This invention relates to an improved capacitance humidity sensing element for use in humidity measuring and control systems.
Humidity can be measured by a number of techniques which are based upon the reversible water absorption characteristics of polymeric materials. The absorption of water causes a number of physical changes in the polymer. These physical changes can be transduced into electrical signals which are related to the water concentration in the polymer and which in turn are related to the relative humidity in the air surrounding the polymer. Two of the most common physical changes are the change in resistivity and the change in dielectric constant which can be respectively translated into a resistance change and a capacitance change. Arrangements utilizing the resistance change may, for example, be constructed in accordance with U.S. Pat. No. 3,559,456 issued on Feb. 2, 1971, to F. Lomker et al. It has been found, however, that elements utilized as resistive components suffer from the disadvantage that there is an inherent dissipation effect caused by the dissipation of heat due to the current flow in the elements necessary to make a resistance measurement. The result is erroneous readings.
Elements constructed to approximate a pure capacitance avoid the disadvantages of the resistive elements. However, it is important in the construction of capacitive elements to avoid the problems which can arise with certain constructions for such elements. Exemplary of the capacitive type element is that shown in U.S. Pat. No. 3,802,268 issued to Paul E. Thoma on Apr. 9, 1974. In that patent a sheet of cellulose acetate butyrate is sandwiched between two planar electrodes, one of which is porous to allow water molecules to equilibrate with the bulk of the film. Among the problems which are encountered with this type of construction is the slow response due to the thickness required to support the structure. There is also a difficulty in fabricating a conductive yet porous electrode.

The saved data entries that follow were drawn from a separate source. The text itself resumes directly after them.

PR #1154, opened 2022-12-16
Prepend/append trivia passed to RawSyntax.makeLayout instead of overriding it

ahoppen:
Previously, the first/last node's leading/trailing trivia was overriden. That’s surprising. Instead, we want to prepend/append the new trivia.

Discovered by @kimdv here: https://github.com/apple/swift-syntax/pull/1151/files#r1050708880

### DIFF
--- a/Sources/SwiftSyntax/Raw/RawSyntax.swift
+++ b/Sources/SwiftSyntax/Raw/RawSyntax.swift
@@ -714,12 +714,12 @@ extension RawSyntax {
       if let leadingTrivia = leadingTrivia,
         let idx = layout.firstIndex(where: { $0 != nil })
       {
-        layout[idx] = layout[idx]!.withLeadingTrivia(leadingTrivia, arena: arena)
+        layout[idx] = layout[idx]!.withLeadingTrivia(leadingTrivia + (layout[idx]?.formLeadingTrivia() ?? []), arena: arena)
       }
       if let trailingTrivia = trailingTrivia,
         let idx = layout.lastIndex(where: { $0 != nil })
       {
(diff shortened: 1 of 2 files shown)


ahoppen:
@swift-ci Please test

bnbarham:
Personally I find it somewhat odd to add rather than replace here. It's also unclear to me from the referenced PR how replacing is causing issues there. It should only replace if leading/trailing was set to non-nil, which it doesn't seem to be?

As an aside, while looking at this, I noticed that swift-format is formatting the buildable nodes in an ... interesting way:
```
  public init (leadingTrivia: Trivia? = nil, ..., @MemberDeclListBuilder membersBuilder: () -> MemberDeclListSyntax = {
    MemberDeclListSyntax([])
  }, trailingTrivia: Trivia? = nil) {
```

ahoppen:
What’s happening is that we start off with an `IntegerLiteralExprSyntax` that contains both leading and trailing trivia. 

```swift
// Inner leading
42
// Inner trailing
```

Now, when I’m wrapping the `IntegerLiteralExprSyntax` in an `ExpressionPatternSyntax` and passing the `leadingTrivia` and `trailingTrivia`, my initial mental model would be that the inner trivia (passed before) are attached to the `IntegerLiteralExprSyntax` while the outer trivia that I’m passing now are attached to the `ExpressionPatternSyntax`. Thus they shouldn’t override each other. But since we attach trivia to tokens, we need to attach both to the `42` token. Still, I think maintaining the naïve mental model is the least surprising approach here and thus I’d prefer to combine the trivia rather than dropping whatever leading trivia the first token in the node currently has.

In addition, there is also inaccuracy incurred at high relative humidity values in that the high water content causes problems due to excessive stress and the resulting mechanical shifts in the components of the element.
By making the component parts of the element thin, the above mentioned problems can be avoided and the capacitance type element can provide a fast, precise measurement of the relative humidity content of air over an extreme range of humidity as well as over an extreme range of temperature and pressure and other environmental variables.
Humidity sensing elements of the capacitance sensing type usually include a moisture insensitive, non-conducting structure with appropriate electrode elements mounted or deposited on the structure along with a layer or coating of dielectric, highly moisture sensitive material overlaying the electrodes and positioned so as to be capable of absorbing water from the surrounding atmosphere and reaching equilibrium in a short period of time.
This invention discloses a capacitive sensing element in which all of the difficulties of the above mentioned element of U.S. Pat. No. 3,802,268 are avoided. This improved structure utilizes a planar interdigitated electrode structure to form the capacitor. The electrode structure is advantageously made of thin film metal deposited on a suitable non-conducting substrate and patterned to form two sets of interdigitated fingers. Each set of the interdigitated fingers is connected in parallel to a separate bus and a contact. The capacitance between the two sets of fingers is, of course, determined by the spacing between the fingers, the width and length of the fingers, the number of fingers, and the dielectric constant of the material applied over the fingers to coat the surface of the element. The humidity sensitivity of course arises from the humidity-related dielectric constant changes which occur in the coating over the fingers, for all other parameters remain constant. In the present invention, a polymer such as cellulose acetate butyrate is utilized to provide the humidity-related dielectric. This polymer coating must, of course, be made as thin as possible in order to have a short response time to changes in the relative humidity of the surrounding atmosphere. It has been found that one of the difficulties which arises with such a structure is the contamination of the outer surface of the polymer which can lead to a condensation on the surface at high humidities and which therefore leads to very non-linear and non-repeatable outputs from the elements. It is therefore an object of this invention to avoid such difficulties with contamination while maintaining a minimum response time for the elements.